The kernel is essentially a defconfig kernel with a bunch of the VIRTIO
device drivers built-in for when I actually boot a more complex setup
with disks and drives. However this is a boot test so doesn't really
matter.

The -machine type=virt,virtualization=on enables our virt machine model
with EL2 turned on. As there is no BIOS involved the kernel is invoked
directly at EL2.

The -cpu max enabled a cortex-a57 + whatever extra features we've
enabled in QEMU so far. It won't match any "real" CPU but it should be
architecturally correct in so far we implement prerequisite features for
any given feature. The cpuid feature bits should also be correct as we
test them internally in QEMU to enable features.

The breakage is the kernel never boots (no output on serial port) and on
attaching with gdb I found it stuck in:

  (gdb) bt
  #0  0xffffff8010a9e480 in overflow_stack ()
  Backtrace stopped: not enough registers or memory available to unwind further

If I turn on exception tracing it looks like we go into an exception
loop.

On the QEMU side this breakage comes in at:

  commit 1ce32e47db52e3511132c7104770eae65d412144 (HEAD, refs/bisect/bad)
  Author: Richard Henderson <richard.henderson@linaro.org>
  Date:   Mon Jan 21 10:23:13 2019 +0000

      target/arm: Enable PAuth for -cpu max

      Reviewed-by: Peter Maydell <peter.maydell@linaro.org>
      Signed-off-by: Richard Henderson <richard.henderson@linaro.org>
      Message-id: 20190108223129.5570-30-richard.henderson@linaro.org
      Signed-off-by: Peter Maydell <peter.maydell@linaro.org>

and as you would expect the system boots fine with -cpu cortex-a57

On the kernel side it breaks at:

  commit 04ca3204fa09f5f55c8f113b0072004a7b364ff4
  Author: Mark Rutland <mark.rutland@arm.com>
  Date:   Fri Dec 7 18:39:30 2018 +0000

      arm64: enable pointer authentication

      Now that all the necessary bits are in place for userspace, add the
      necessary Kconfig logic to allow this to be enabled.

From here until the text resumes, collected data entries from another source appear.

PR #286, opened 2024-06-21
Allow configuring members of the gardener soil project

iljarotar:


control-plane/roles/gardener/tasks/main.yaml
```diff
@@ -123,7 +123,7 @@
   k8s:
     definition: "{{ lookup('template', 'gardener-soil-project.yaml.j2') }}"
     kubeconfig: "{{ gardener_kube_apiserver_kubeconfig_path }}"
-  when: not lookup('k8s', kubeconfig=gardener_kube_apiserver_kubeconfig_path, api_version='core.gardener.cloud/v1beta1', kind='Project', resource_name=gardener_soil_name)
```
robertvolkmann, line 153: @Gerrit91 Do you remember why this was necessary?

Gerrit91: Not sure. Maybe the `metadata.namespace` field was an issue, which is a bit special for this resource. If it works with apply without creating multiple project resources I think we can make this change.

Gerrit91: The project is not a namespaced resource so when the name is given it will not create more projects.

Gerrit91 (approved):

Issue #285, opened 2024-06-20
Docker Logs might consume all disk space on Switches


vknabel:
After some time running the `grafana/promtail` container logs consume all free space on the disk ultimately resulting in failing switch syncs.
It would make sense to limit the amount of logs to prevent this.

majst01:
Can you identify what exactly must be done to restrict the log volume ?

vknabel:
Not sure how, but we need to set the options in https://docs.docker.com/config/containers/logging/json-file/

majst01:
> Not sure how, but we need to set the options in https://docs.docker.com/config/containers/logging/json-file/

This applies to all other containers on the switch then, maybe there is some SONiC documentation on this topic

majst01:
Be aware that this affects all switches and management servers with the consequence that all daemons which are started with docker will be restarted

vknabel:
With the solution all daemons started by the `systemd-docker-service` role will be restarted. If understand it correctly this does not apply sonic's daemons only 'ours'.

PR #290, opened 2024-07-12
fix(sonic): docker log size

vknabel:
for #285 (cc @iljarotar )


partition/roles/sonic/tasks/main.yaml
```diff
@@ -42,6 +42,11 @@
     src: resolv.conf.j2
     dest: /etc/resolv.conf
 
+- name: render docker daemon.json
```
majst01, line 45: But then a handler must be triggered to restart the dockerd

vknabel: I am unsure if the changes in [the latest commit](https://github.com/metal-stack/metal-roles/pull/290/commits/4d10c3e055e811f2bf23c6a4c3c68a0c2b4dd6f6) are correct. Can you have another look?

robertvolkmann (changes requested):
Please don't change the `daemon.json`. Every container originated from SONiC already sets:
```
"LogConfig": {
  "Type": "json-file",
  "Config": {
    "max-file": "5",
    "max-size": "2M"
  }
}
```
Please use the same settings for our containers and everything is fine, e.g.
```
--log-opt max-size=2M --log-opt max-file=5
```
The mgmt servers also miss any limits.

robertvolkmann:
Could you also remove this nasty default for metal-core?
https://github.com/metal-stack/metal-roles/blob/master/partition/roles/metal-core/defaults/main/main.yaml#L2

Gerrit91:
Suggestion from @robertvolkmann was also to extend the [systemd-docker-service](https://github.com/metal-stack/ansible-common/tree/master/roles/systemd-docker-service) role to include two new template variables for configuring `--log-opt max-size` and `--log-opt max-file` along with the existing `--log-driver` flag (maybe even set reasonable default in case log driver is json-file in order to prevent disks running full on the mgmt-servers for example).

The advantage would also be that we do not need to restart the Dockerd during the rollout.

What do you think?

vknabel:
Applied your suggestions in https://github.com/metal-stack/ansible-common/pull/30
If `systemd_docker_log_driver` is not set, `json-file` will be the default. And in this case we limit the log files and size. So nothing to do here anymore.

vknabel:
not required anymore

PR #374, opened 2025-02-10
Support gardener-extension-shoot-cert-service v1.45.0

robertvolkmann:
## Description

None


Gerrit91 (commented):
API version also has to change from `v1beta1`:

```yaml
apiVersion: core.gardener.cloud/v1
```

Gerrit91 (approved):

      Signed-off-by: Mark Rutland <mark.rutland@arm.com>
      Signed-off-by: Kristina Martsenko <kristina.martsenko@arm.com>
      Cc: Catalin Marinas <catalin.marinas@arm.com>
      Cc: Will Deacon <will.deacon@arm.com>
      Signed-off-by: Will Deacon <will.deacon@arm.com>

So predictably we failed at enabling PAuth somewhere between the kernel
and QEMU.

I'm guessing the kernel so far has been tested on the fast model with a
full chain of TF, UEFI and kernel?

I think Richard's tests were without EL2 enabled.

So in the case that the kernel boots in EL2 is it expecting anyone else
to deal with Pauth exceptions or should it be able to cope with an
enabled Pauth but no firmware underneath it?

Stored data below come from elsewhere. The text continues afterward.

PR #375, opened 2025-02-10
Allow shooted seeds to be deployed with HA control plane.

Gerrit91:
## Description

See description for the release notes.

### Noteworthy

```NOTEWORTHY
As with g/g v1.105 the `VPAForETCD` feature gate gets enabled unconditionally it is advised to use high-availiability for shoots to prevent unavailability of the ETCD during scaling. For the shooted seeds this can be configured by setting the new field `gardener_shooted_seed.high_availability_control_plane` to either `node` or `zone`.
```

### DIFF
--- a/control-plane/roles/gardener/defaults/main/gardener.yaml
+++ b/control-plane/roles/gardener/defaults/main/gardener.yaml
@@ -101,6 +101,8 @@ gardener_shooted_seeds: []
 #   verticalPodAutoscaler: false
 #   pod_cidr:
 #   service_cidr:
+#   # possible values are zone and node, please refer to the gardener documentation to what is appropriate for your environment:
+#   # https://gardener.cloud/docs/guides/high-availability/control-plane/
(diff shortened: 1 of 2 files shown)


robertvolkmann (approved):

control-plane/roles/gardener/defaults/main/gardener.yaml
```diff
@@ -101,6 +101,7 @@ gardener_shooted_seeds: []
 #   verticalPodAutoscaler: false
 #   pod_cidr:
 #   service_cidr:
+#   high_availability_control_plane: node
```
majst01, line 104: Maybe nice to have some explanation what types are possible (node|zone)

mwennrich (approved):

control-plane/roles/gardener/defaults/main/gardener.yaml
Gerrit91: Done.

PR #376, opened 2025-02-10
Use etcd-backup-restore images from ghcr.io.

Gerrit91:
## Description

As unfortunately we are far behind the upstream etcd-backup-restore of the virtual garden we are running into the issue that we still use `eu.gcr.io`, which is shutting down on 28th of February. 

It is hard to update to ETCD deployment because it had breaking changes in the past. One attempt how it could be done I made [here](https://github.com/metal-stack/metal-roles/commit/e7578e19ac4bee2bd5e8a6900ae26bcb5a0828ac), but with the migration to the [gardener operator](https://github.com/metal-stack/metal-roles/pull/360) this would be quite unnecessary because the Gardener Operator manages the virtual garden ETCD on its own.

Meanwhile, this PR enables operators to overwrite the ETCD image to point to another mirror `ghcr.io/metal-stack/gardener/etcd` and `ghcr.io/metal-stack/gardener/etcdbrctl`.

### Required Actions

```ACTIONS_REQUIRED
As `eu.gcr.io` is shutting down on 28th of February we offer operators the possibility to point the virtual garden ETCD images to `ghcr.io/metal-stack`. This will be done automatically through the release vector and will be removed as soon as migrated to the Gardener Operator.
```


majst01 (approved):

robertvolkmann:
@Gerrit91, this must be incorporated into the release vector, as the release will be at risk starting in March without it.

Gerrit91:
@robertvolkmann It's now part of the release vector.

robertvolkmann (approved):

PR #379, opened 2025-02-19
Stretched exits for sonic

Honigeintopf:
## Description

In order to configure multiple neighbors for the exits, which was done before only with cumulus, this pr introduces functionality to do so.
Tests for this were also written, this is backwards compatible.


Honigeintopf:
No will close this PR. Is the exact same as #421

PR #380, opened 2025-02-19
feat: allow configuring gardeners vali

vknabel:
## Description

In some cases we need the logging stack but without vali. This is now possible by setting `gardener_logging_vali_enabled: false`. Default conforms with gardeners default of true.

Needs to be tested before merge.


robertvolkmann:
Why about using `gardener_logging_vali_enabled`?

control-plane/roles/gardener/templates/gardenlet-values.j2
```diff
@@ -25,6 +25,8 @@ config:
 {% if gardener_logging_enabled %}
   logging:
     enabled: true
+    vali:
+      enabled: {{ gardener_logging_vali_enabled | lower  }}
```
robertvolkmann, line 29:
```suggestion
      enabled: {{ gardener_logging_vali_enabled | lower }}
```

robertvolkmann (approved):

PR #383, opened 2025-02-21
Adjustments to make static machine ports possible

mreiger:
(cherry picked from commit 0342e666150c0c005fbbd2ff79c65a5276c23119)

## Description

Adjustments to the sonic role templates to make static machine ports possible on switches without metal-core; eg for some storage systems that can speak BGP.

Re-using the `sonic_interconnects` tree for this because it already contained almost all that was necessary.


iljarotar:
Closing this as it seems to only make changes in the deprecated sonic role and the changes have already been made to the new role. Please re-open if necessary.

Either we've got something wrong or we'll need to rethink what features
the user can have enabled by -cpu max on a direct kernel boot.

--
Alex Bennée

Re: [Qemu-devel] Kernel boot regression with PAuth and aarch64-softmmu -cpu max and el2 enabled

[Mark Rutland]

Hi,

[adding Kristina, who is in charge of Linux pointer authentication]

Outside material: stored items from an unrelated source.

PR #389, opened 2025-03-06
Configure lldp hello timer on upstream sonic

iljarotar:
## Description

For edge-core SONiC we use a field in the `config_db.json` to configure LLDP hello timer. This field is missing in upstream SONiC, therefore `lldpcli` is used. Running the same command on an edge-core SONiC version 202111.4 works as well, so this change doesn't break anything.

### DIFF
--- a/partition/roles/sonic/tasks/main.yaml
+++ b/partition/roles/sonic/tasks/main.yaml
@@ -60,5 +60,10 @@
   notify:
   - restart caclmgrd
 
+# upstream sonic cannot configure lldp so we set it here via lldpcli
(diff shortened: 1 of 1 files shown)


majst01 (approved):

robertvolkmann:
This change is not permanent and will be lost if the LDAP container is restarted.

Additionally, we employ the same method in the mini-lab as well: https://github.com/metal-stack/mini-lab/blob/master/roles/sonic/tasks/main.yaml#L9

iljarotar:
@robertvolkmann is right, this change is not permanent. Will try so solve it another way.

On Tue, Jan 29, 2019 at 11:08:19AM +0000, Alex Bennée wrote:
> Hi,
> 
> Following up on yesterday's discussion on IRC I thought I'd better
> report on my findings in the permanent record so things don't get lost.
> 
> As I tend to periodically rebuild my test kernels from the current
> state of linux.git I occasionally run into these things. My test
> invocation is:
> 
>   qemu-system-aarch64 -machine type=virt,virtualization=on \
>                       -display none -m 4096 -serial mon:stdio \
>                       -kernel ../../kernel-v8-plain.build/arch/arm64/boot/Image \
>                       -append 'console=ttyAMA0 panic=-1' -no-reboot -cpu max
>
> The kernel is essentially a defconfig kernel with a bunch of the VIRTIO
> device drivers built-in for when I actually boot a more complex setup
> with disks and drives. However this is a boot test so doesn't really
> matter.
> 
> The -machine type=virt,virtualization=on enables our virt machine model
> with EL2 turned on. As there is no BIOS involved the kernel is invoked
> directly at EL2.
> 
> The -cpu max enabled a cortex-a57 + whatever extra features we've
> enabled in QEMU so far. It won't match any "real" CPU but it should be
> architecturally correct in so far we implement prerequisite features for
> any given feature. The cpuid feature bits should also be correct as we
> test them internally in QEMU to enable features.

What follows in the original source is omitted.